Issue #10503, opened 2016-01-13
Make WithParachute respect player remap colors.


Phrohdoh:
Currently it does not remap as expected.
[It only has a palette property, not a matching player flag](https://github.com/OpenRA/OpenRA/blob/8a755e673c20ede44cab5d82e2a1b21e9b98fa97/OpenRA.Mods.Common/Traits/Render/WithParachute.cs#L34-L35).

![](https://cloud.githubusercontent.com/assets/756669/12301729/e1e0cb04-ba21-11e5-9a01-b34efab82a72.png)

pchote:
It also appears to be missing the lint attribute.

PR #10505, opened 2016-01-13
Fixed parachute palette configuration for Red Alert 2

Mailaender:
Fixes https://github.com/OpenRA/OpenRA/issues/10503.

image

~~To test you will have to merge this into https://github.com/OpenRA/OpenRA/pull/10482 and https://github.com/OpenRA/ra2/pull/10 into https://github.com/OpenRA/ra2/pull/28.~~

### DIFF
--- a/OpenRA.Mods.Common/Traits/Render/WithParachute.cs
+++ b/OpenRA.Mods.Common/Traits/Render/WithParachute.cs
@@ -32,7 +32,8 @@ namespace OpenRA.Mods.Common.Traits
 		[SequenceReference("Image")] public readonly string ClosingSequence = null;
 
 		[Desc("Palette used to render the parachute.")]
-		public readonly string Palette = "player";
+		[PaletteReference("IsPlayerPalette")] public readonly string Palette = "player";
+		public readonly bool IsPlayerPalette = true;
 
 		[Desc("Parachute position relative to the paradropped unit.")]
 		public readonly WVec Offset = new WVec(0, 0, 384);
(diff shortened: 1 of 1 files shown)


abcdefg30:
Looks good to me. :+1: 
Parachutes look correct in both ra and ra2. :white_check_mark:

OpenRA.Mods.Common/Traits/Render/WithParachute.cs
```diff
@@ -32,7 +32,8 @@ public class WithParachuteInfo : UpgradableTraitInfo, ITraitInfo, IRenderActorPr
 		[SequenceReference("Image")] public readonly string ClosingSequence = null;
 
 		[Desc("Palette used to render the parachute.")]
-		public readonly string Palette = "player";
+		[PaletteReference("IsPlayerPalette")] public readonly string Palette = "player";
```
Phrohdoh: Could you add a newline after this string definition (if you insist on putting the attribute on the same line).

This could confuse someone in the future because typically attributes are placed on the line before the object they apply to.

pchote:
This works as advertised, so :+1:

At the risk of creating drama, i'm taking this despite @Phrohdoh's nit because our attribute positioning is a mess project-wide, and that can/should be cleaned up everywhere as its own task.

pchote:
https://github.com/OpenRA/OpenRA/wiki/Changelog-%28bleed%29/_compare/658db8214e5ba02f81451aa1b25cca3f69a2f619

Mailaender:
Yeah, better change this project wide, because I was just doing it like we always did. In fact I had no idea what @Phrohdoh wanted to see changed there.

PR #10516, opened 2016-01-14
Recompressed a number of shp(td) files with shapeset

reaperrr:
There were still a number of shps with far from optimal compression. I recompressed all larger shps that showed signifcant gains (either in terms of percentage, absolute gains or both) with Blade's shapeset command line tool, which applies optimal compression to each frame.

I intentionally didn't check most files smaller than 4KB (too much hassle for low absolute gains), and also intentionally didn't update files where the gains were negligible, to keep the number of updated files in check.

This shrinks the installed size of OpenRA by ~700-800KB and the installer by ~1/10th of that.


pchote:
Looks fine to me :+1:

obrakmann:
:+1:

obrakmann:
[Changelog](https://github.com/OpenRA/OpenRA/wiki/Changelog-%28bleed%29/_compare/fa8c0a2be75dd1c2aa85bd1763853c15324e0b9c)

Issue #7274, opened 2015-01-04
Clean up D2k YAML files.


penev92:
Example:
Combat tanks for all 3 Houses (`COMBATA`, `COMBATH`, `COMBATO`) have some traits attached to them that are also attached to `^COMBAT`, which they all inherit from. (with no changes to the traits' Info) This is not much of an issue, but I think it would be nice polishing.
I'm mainly dropping this here because I don't currently have the time to do it. If anyone feels like doing it - go ahead. If not - I hope I'll get around to it eventually.

penev92:
Unfortunatelly #7477 won't fix this completely. There are things still left like `carryall.infantry:` still using the default aircraft `CruiseAltitude`, which is almost half of that defined on the other carryalls.
Also `carryall.scripted:` is a hack that should be removed when harvester insurance gets implemented.
There are probably other things as well. :/

pchote:
How much of this is still relevant after the rules rewrite?

reaperrr:
I'm sure I fixed most of these during the migration to original balance. I'll try to check later.

penev92:
I believe we can close this now. Thanks!

PR #10517, opened 2016-01-14
Some D2k clean-ups

reaperrr:
Adresses most remaining issues from  #7274.

### DIFF
--- a/mods/d2k/rules/misc.yaml
+++ b/mods/d2k/rules/misc.yaml
@@ -223,6 +223,8 @@ upgrade.barracks:
 		FactionImages:
 			atreides: barracks.atreides
 			ordos: barracks.ordos
+			mercenary: barracks.ordos
+			smuggler: barracks.ordos
 	ProvidesPrerequisite@upgradename:
 
 upgrade.light:
@@ -244,6 +246,8 @@ upgrade.light:
 		FactionImages:
 			atreides: light.atreides
 			ordos: light.ordos
+			mercenary: light.ordos
+			smuggler: light.ordos
 	ProvidesPrerequisite@upgradename:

= To do =
Of the lines above, copy each one that contains the word "smuggler".

= Response for this exercise =
+			smuggler: barracks.ordos
+			smuggler: light.ordos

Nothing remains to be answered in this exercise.